▶ _INPUT DATA_
----

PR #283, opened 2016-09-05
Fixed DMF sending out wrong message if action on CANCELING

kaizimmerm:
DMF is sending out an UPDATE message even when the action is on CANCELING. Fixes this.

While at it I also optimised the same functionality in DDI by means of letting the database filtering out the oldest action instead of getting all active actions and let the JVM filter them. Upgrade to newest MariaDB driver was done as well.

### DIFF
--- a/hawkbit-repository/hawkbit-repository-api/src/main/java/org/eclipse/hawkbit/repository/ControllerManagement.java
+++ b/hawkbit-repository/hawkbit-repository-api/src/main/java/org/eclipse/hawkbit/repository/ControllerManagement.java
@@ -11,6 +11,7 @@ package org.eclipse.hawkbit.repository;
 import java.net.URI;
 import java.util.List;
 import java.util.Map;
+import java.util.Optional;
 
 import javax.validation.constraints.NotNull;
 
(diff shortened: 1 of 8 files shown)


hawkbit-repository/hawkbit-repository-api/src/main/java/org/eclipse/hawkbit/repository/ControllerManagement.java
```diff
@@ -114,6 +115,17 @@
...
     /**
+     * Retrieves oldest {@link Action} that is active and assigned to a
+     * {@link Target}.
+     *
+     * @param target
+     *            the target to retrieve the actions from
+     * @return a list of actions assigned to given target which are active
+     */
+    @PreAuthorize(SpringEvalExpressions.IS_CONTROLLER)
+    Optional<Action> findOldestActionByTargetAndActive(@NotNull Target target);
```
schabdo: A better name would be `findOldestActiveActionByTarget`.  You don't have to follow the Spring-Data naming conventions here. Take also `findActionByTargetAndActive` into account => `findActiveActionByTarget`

----

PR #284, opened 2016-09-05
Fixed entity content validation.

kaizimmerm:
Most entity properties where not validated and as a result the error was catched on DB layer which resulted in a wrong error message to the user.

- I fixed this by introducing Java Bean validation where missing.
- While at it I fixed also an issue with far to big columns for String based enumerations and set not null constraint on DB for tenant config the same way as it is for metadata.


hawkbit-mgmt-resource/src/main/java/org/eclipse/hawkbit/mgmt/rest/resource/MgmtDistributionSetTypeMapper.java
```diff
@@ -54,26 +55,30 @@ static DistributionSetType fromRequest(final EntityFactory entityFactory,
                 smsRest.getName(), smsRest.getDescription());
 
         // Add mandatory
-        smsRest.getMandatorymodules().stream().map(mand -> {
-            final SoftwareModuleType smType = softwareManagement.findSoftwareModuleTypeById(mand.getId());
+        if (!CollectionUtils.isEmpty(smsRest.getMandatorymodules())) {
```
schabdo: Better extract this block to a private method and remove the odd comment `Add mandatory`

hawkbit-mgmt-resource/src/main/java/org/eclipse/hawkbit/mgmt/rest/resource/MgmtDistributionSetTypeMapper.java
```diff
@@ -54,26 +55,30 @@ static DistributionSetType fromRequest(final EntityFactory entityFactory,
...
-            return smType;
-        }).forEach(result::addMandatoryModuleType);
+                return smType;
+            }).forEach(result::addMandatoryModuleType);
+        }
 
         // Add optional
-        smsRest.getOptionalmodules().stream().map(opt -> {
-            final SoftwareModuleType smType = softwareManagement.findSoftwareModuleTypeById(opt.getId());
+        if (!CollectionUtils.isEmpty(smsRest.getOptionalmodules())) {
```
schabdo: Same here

----

▶ _EXERCISE_
Go through the entries above, and wherever a line holds the word "opened", copy that line.

▶ _ANSWER TO THIS EXERCISE_
PR #283, opened 2016-09-05
PR #284, opened 2016-09-05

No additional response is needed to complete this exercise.